Given two aspirin tablets, each with a mass of 325 mg, are dissolved in a solution with a volume of 1 L, we should first convert the mass of aspirin to moles and then calculate the concentration. Molecular weight of aspirin (C9H8O4) = 9(12.01) + 8(1.01) + 4(16.00) = 180.16 g/mol Total mass of aspirin in the stomach = 2 * 325 mg = 650 mg Now, convert the mass of aspirin to moles: Moles of aspirin = (650 mg) / (1,000 mg/g) * (1 mol / 180.16 g) = 0.00361 mol Now, calculate the molar concentration of aspirin: Molar concentration of aspirin = (0.00361 mol) / (1 L) = 0.00361 M

Since the given pH of the stomach solution is 2, we can calculate the concentration of \(H^+\) ions as follows: \([H^+] = 10^{-\mathrm{pH}} = 10^{-2} = 0.01\ \mathrm{M}\)

As aspirin is an acidic compound, we can write the equilibrium equation for the dissociation of aspirin as: \(\ce{C9H8O4(aq) + H2O(l) <=> C9H7O4^{-}(aq) + H3O^{+}(aq)}\)
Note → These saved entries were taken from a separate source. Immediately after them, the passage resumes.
PR #1454, opened 2021-09-28
Add maxLength prop to Textarea

ellajay:
## What does this do?

Adds `maxLength` prop to Textarea component

### DIFF
--- a/src/Textarea/Textarea.tsx
+++ b/src/Textarea/Textarea.tsx
@@ -49,9 +49,11 @@ export const Textarea: FC<TextareaProps> = ({
 }) => (
   <Box flex direction="column" className={className}>
     {label && (
-      <Text tag="label" color="grey8" typo="label">
-        {label}
-      </Text>
+      <Box mb="4px">
+        <Text tag="label" color="grey8" typo="label">
+          {label}
+        </Text>
+      </Box>
     )}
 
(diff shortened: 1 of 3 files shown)


fleonard:
@ellajay Any chance you can also update the styling to mimic how the outlined textInput works?
After having a chat with Jason we decided to have the outline grey6 when the input is not empty, on hover and on focus and have a 2px border and I think we might also need to add 4px margin between the label and the textArea.

src/Textarea/Textarea.tsx
```diff
@@ -89,14 +96,23 @@ const Field = styled.textarea<ITextarea>`
...
 
   &:hover {
     border-color: ${({ error }) => theme.colors[`${error ? 'red7' : 'grey6'}`]};
   }
 
-  &:focus {
-    border-color: ${({ error }) => theme.colors[`${error ? 'red7' : 'blue5'}`]};
+  &:focus,
+  &:focus-visible {
+    border-color: ${({ error }) => theme.colors[`${error ? 'red7' : 'grey6'}`]};
```
fleonard, line 107: can you add those two rules with the hover one? they are basically the same

fleonard (approved):
Minor style update and it's good to go!
Remember to also add a new entry in the changelog file for release notes

PR #1462, opened 2021-09-29
added on change input handler

zakmarshmallow:
added two new handlers to TextInput onInputChange and onBlur

### DIFF
--- a/src/TextInput/TextInput.tsx
+++ b/src/TextInput/TextInput.tsx
@@ -7,7 +7,7 @@ import { Icon } from '../Icon'
 
 import { theme } from '../theme'
 
-type Props = {
+type DefaultProps = {
   /** ID, usually used for tests  */
   id: string
   /** className attribute to apply classses from props */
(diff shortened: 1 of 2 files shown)


src/TextInput/TextInput.tsx
```diff
@@ -28,14 +28,26 @@ type Props = {
   error?: boolean
   /** error text message */
   errorMsg?: string
-  /** onChange listener */
-  onChange: (e: string) => void
+  /** onBlur listener */
+  onBlur?: (e: FormEvent<HTMLInputElement>) => void
   /** onChange listener */
```
fleonard, line 33: can you change this comment to describe the `trailingIcon` instead?

src/TextInput/TextInput.tsx
```diff
@@ -28,14 +28,26 @@ type Props = {
...
 
+type TruncateProps =
+  | {
+      onChange: (e: string) => void
+      onInputChange?: (e: FormEvent<HTMLInputElement>) => void
+    }
+  | {
+      onChange?: (e: string) => void
+      onInputChange: (e: FormEvent<HTMLInputElement>) => void
+    }
```
fleonard, line 47: Wondering if it's worth adding a comment to explain what's the difference and how both are used

src/TextInput/TextInput.tsx
```diff
@@ -70,9 +84,14 @@ export const TextInput: FC<Props> = ({
...
-        onChange={(e: FormEvent<HTMLInputElement>) =>
-          onChange(e.currentTarget.value)
-        }
+        onChange={(e: FormEvent<HTMLInputElement>) => {
+          if (onChange) onChange(e.currentTarget.value)
+
+          if (onInputChange) onInputChange(e)
+        }}
+        onBlur={(e) => {
+          if (onBlur) onBlur(e)
```
fleonard, line 93: I think `&&` instead of if might be a bit cleaner

src/TextInput/TextInput.tsx
```diff
@@ -70,9 +84,14 @@ export const TextInput: FC<Props> = ({
         value={value}
         error={error}
         autoComplete="off"
-        onChange={(e: FormEvent<HTMLInputElement>) =>
-          onChange(e.currentTarget.value)
-        }
+        onChange={(e: FormEvent<HTMLInputElement>) => {
+          if (onChange) onChange(e.currentTarget.value)
+
+          if (onInputChange) onInputChange(e)
```
fleonard, line 90: Shouldn't this be an if-else considering that we cannot have both of them?

fleonard (commented):
Just some very minor comments

fleonard (approved):
👍🏻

Using the given \(K_a\) value for aspirin, we have: \(K_a = \frac{[\ce{C9H7O4^{-}}][\ce{H3O^{+}}]}{[\ce{C9H8O4}]}\) Since the total concentration of \(H^+\) and \(\ce{H3O^{+}}\) ions is 0.01M, and the concentration of the dissociated aspirin is negligible, we have: \(K_a = 3 \times 10^{-5} = \frac{[\ce{C9H7O4^{-}}]\times \left[\ce{H3^{+}}\right]}{[\ce{C9H8O4}]} = \frac{[\ce{C9H7O4^{-}}]\times 0.01\ \mathrm{M}}{[\ce{C9H8O4}]}\) We can now solve for \([\ce{C9H7O4}^{-}]\): \([\ce{C9H7O4}^{-}] = 3 \times 10^{-5} \times \frac{[\ce{C9H8O4}]}{0.01\ \mathrm{M}} = 3 \times 10^{-5}\times \frac{0.00361\ \mathrm{M}}{0.01\ \mathrm{M}} = 1.09 \times 10^{-6}\ \mathrm{M}\) Now, we can calculate the percentage of neutral aspirin molecules, which is the ratio between the concentrations of neutral and dissociated aspirin: Percentage of neutral aspirin = \(\frac{[\ce{C9H8O4}]}{[\ce{C9H7O4^{-}}]+[\ce{C9H8O4}]} \times 100 = \frac{0.00361\ \mathrm{M}}{1.09 \times 10^{-6}\ \mathrm{M} + 0.00361\ \mathrm{M}} \times 100 \approx 99.97\%\) Thus, about 99.97% of the aspirin is in the form of neutral molecules.